Top of Exercise data
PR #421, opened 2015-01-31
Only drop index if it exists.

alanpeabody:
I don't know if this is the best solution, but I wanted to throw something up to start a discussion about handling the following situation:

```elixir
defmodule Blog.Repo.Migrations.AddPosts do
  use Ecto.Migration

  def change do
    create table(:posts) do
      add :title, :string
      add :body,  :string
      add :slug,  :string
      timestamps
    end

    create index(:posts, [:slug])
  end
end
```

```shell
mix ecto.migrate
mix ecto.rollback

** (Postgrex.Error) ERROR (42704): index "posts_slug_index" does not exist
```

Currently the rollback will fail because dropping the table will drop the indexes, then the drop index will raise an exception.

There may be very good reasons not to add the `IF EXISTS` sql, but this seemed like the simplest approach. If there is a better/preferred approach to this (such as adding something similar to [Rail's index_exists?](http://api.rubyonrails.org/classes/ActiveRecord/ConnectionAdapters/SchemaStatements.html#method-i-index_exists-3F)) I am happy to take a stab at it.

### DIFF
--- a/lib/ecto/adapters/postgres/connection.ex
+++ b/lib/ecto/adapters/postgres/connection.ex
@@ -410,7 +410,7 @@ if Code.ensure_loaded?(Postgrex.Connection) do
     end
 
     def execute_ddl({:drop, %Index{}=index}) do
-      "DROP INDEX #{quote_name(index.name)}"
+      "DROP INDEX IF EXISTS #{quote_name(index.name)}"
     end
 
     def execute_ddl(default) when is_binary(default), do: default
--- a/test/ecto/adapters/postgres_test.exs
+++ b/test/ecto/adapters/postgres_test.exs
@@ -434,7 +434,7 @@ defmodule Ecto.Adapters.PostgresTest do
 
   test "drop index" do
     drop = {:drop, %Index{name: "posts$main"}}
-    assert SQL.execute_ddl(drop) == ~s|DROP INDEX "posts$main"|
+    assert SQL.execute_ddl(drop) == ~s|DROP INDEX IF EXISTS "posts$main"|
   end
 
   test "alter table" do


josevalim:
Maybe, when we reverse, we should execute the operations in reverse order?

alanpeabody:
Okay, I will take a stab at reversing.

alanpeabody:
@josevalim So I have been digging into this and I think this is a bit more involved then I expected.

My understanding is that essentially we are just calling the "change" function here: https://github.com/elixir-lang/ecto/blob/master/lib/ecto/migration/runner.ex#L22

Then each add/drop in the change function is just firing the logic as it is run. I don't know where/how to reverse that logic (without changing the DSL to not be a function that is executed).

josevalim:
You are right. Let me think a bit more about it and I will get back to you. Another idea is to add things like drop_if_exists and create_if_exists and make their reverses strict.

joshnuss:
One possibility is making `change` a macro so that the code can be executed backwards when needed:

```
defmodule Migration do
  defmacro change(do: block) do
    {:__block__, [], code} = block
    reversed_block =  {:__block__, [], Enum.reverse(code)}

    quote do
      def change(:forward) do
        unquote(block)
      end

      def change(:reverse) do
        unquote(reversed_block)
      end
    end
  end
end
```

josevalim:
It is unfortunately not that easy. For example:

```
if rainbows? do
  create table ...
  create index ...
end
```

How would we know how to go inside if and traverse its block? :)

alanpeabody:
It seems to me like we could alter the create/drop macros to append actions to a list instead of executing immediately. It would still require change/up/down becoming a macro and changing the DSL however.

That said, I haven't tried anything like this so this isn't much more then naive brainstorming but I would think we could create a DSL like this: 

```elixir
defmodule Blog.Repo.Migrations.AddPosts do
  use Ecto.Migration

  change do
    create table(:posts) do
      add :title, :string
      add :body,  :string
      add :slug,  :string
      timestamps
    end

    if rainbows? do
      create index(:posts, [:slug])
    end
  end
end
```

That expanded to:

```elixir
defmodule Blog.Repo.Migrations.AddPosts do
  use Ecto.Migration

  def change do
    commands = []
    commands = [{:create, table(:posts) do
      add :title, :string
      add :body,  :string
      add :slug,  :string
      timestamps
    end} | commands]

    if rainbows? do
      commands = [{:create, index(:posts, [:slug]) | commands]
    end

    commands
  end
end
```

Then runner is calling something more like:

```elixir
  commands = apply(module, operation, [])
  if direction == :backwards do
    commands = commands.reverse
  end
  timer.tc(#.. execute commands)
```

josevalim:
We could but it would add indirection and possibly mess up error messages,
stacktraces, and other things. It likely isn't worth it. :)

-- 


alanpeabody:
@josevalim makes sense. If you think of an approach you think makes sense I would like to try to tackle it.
Bottom of Exercise data
Exercise aim
From the first line to the last, copy the records without alteration.

Task result
PR #421, opened 2015-01-31
Only drop index if it exists.

alanpeabody:
I don't know if this is the best solution, but I wanted to throw something up to start a discussion about handling the following situation:

```elixir
defmodule Blog.Repo.Migrations.AddPosts do
  use Ecto.Migration

  def change do
    create table(:posts) do
      add :title, :string
      add :body,  :string
      add :slug,  :string
      timestamps
    end

    create index(:posts, [:slug])
  end
end
```

```shell
mix ecto.migrate
mix ecto.rollback

** (Postgrex.Error) ERROR (42704): index "posts_slug_index" does not exist
```

Currently the rollback will fail because dropping the table will drop the indexes, then the drop index will raise an exception.

There may be very good reasons not to add the `IF EXISTS` sql, but this seemed like the simplest approach. If there is a better/preferred approach to this (such as adding something similar to [Rail's index_exists?](http://api.rubyonrails.org/classes/ActiveRecord/ConnectionAdapters/SchemaStatements.html#method-i-index_exists-3F)) I am happy to take a stab at it.

### DIFF
--- a/lib/ecto/adapters/postgres/connection.ex
+++ b/lib/ecto/adapters/postgres/connection.ex
@@ -410,7 +410,7 @@ if Code.ensure_loaded?(Postgrex.Connection) do
     end
 
     def execute_ddl({:drop, %Index{}=index}) do
-      "DROP INDEX #{quote_name(index.name)}"
+      "DROP INDEX IF EXISTS #{quote_name(index.name)}"
     end
 
     def execute_ddl(default) when is_binary(default), do: default
--- a/test/ecto/adapters/postgres_test.exs
+++ b/test/ecto/adapters/postgres_test.exs
@@ -434,7 +434,7 @@ defmodule Ecto.Adapters.PostgresTest do
 
   test "drop index" do
     drop = {:drop, %Index{name: "posts$main"}}
-    assert SQL.execute_ddl(drop) == ~s|DROP INDEX "posts$main"|
+    assert SQL.execute_ddl(drop) == ~s|DROP INDEX IF EXISTS "posts$main"|
   end
 
   test "alter table" do


josevalim:
Maybe, when we reverse, we should execute the operations in reverse order?

alanpeabody:
Okay, I will take a stab at reversing.

alanpeabody:
@josevalim So I have been digging into this and I think this is a bit more involved then I expected.

My understanding is that essentially we are just calling the "change" function here: https://github.com/elixir-lang/ecto/blob/master/lib/ecto/migration/runner.ex#L22

Then each add/drop in the change function is just firing the logic as it is run. I don't know where/how to reverse that logic (without changing the DSL to not be a function that is executed).

josevalim:
You are right. Let me think a bit more about it and I will get back to you. Another idea is to add things like drop_if_exists and create_if_exists and make their reverses strict.

joshnuss:
One possibility is making `change` a macro so that the code can be executed backwards when needed:

```
defmodule Migration do
  defmacro change(do: block) do
    {:__block__, [], code} = block
    reversed_block =  {:__block__, [], Enum.reverse(code)}

    quote do
      def change(:forward) do
        unquote(block)
      end

      def change(:reverse) do
        unquote(reversed_block)
      end
    end
  end
end
```

josevalim:
It is unfortunately not that easy. For example:

```
if rainbows? do
  create table ...
  create index ...
end
```

How would we know how to go inside if and traverse its block? :)

alanpeabody:
It seems to me like we could alter the create/drop macros to append actions to a list instead of executing immediately. It would still require change/up/down becoming a macro and changing the DSL however.

That said, I haven't tried anything like this so this isn't much more then naive brainstorming but I would think we could create a DSL like this: 

```elixir
defmodule Blog.Repo.Migrations.AddPosts do
  use Ecto.Migration

  change do
    create table(:posts) do
      add :title, :string
      add :body,  :string
      add :slug,  :string
      timestamps
    end

    if rainbows? do
      create index(:posts, [:slug])
    end
  end
end
```

That expanded to:

```elixir
defmodule Blog.Repo.Migrations.AddPosts do
  use Ecto.Migration

  def change do
    commands = []
    commands = [{:create, table(:posts) do
      add :title, :string
      add :body,  :string
      add :slug,  :string
      timestamps
    end} | commands]

    if rainbows? do
      commands = [{:create, index(:posts, [:slug]) | commands]
    end

    commands
  end
end
```

Then runner is calling something more like:

```elixir
  commands = apply(module, operation, [])
  if direction == :backwards do
    commands = commands.reverse
  end
  timer.tc(#.. execute commands)
```

josevalim:
We could but it would add indirection and possibly mess up error messages,
stacktraces, and other things. It likely isn't worth it. :)

-- 


alanpeabody:
@josevalim makes sense. If you think of an approach you think makes sense I would like to try to tackle it.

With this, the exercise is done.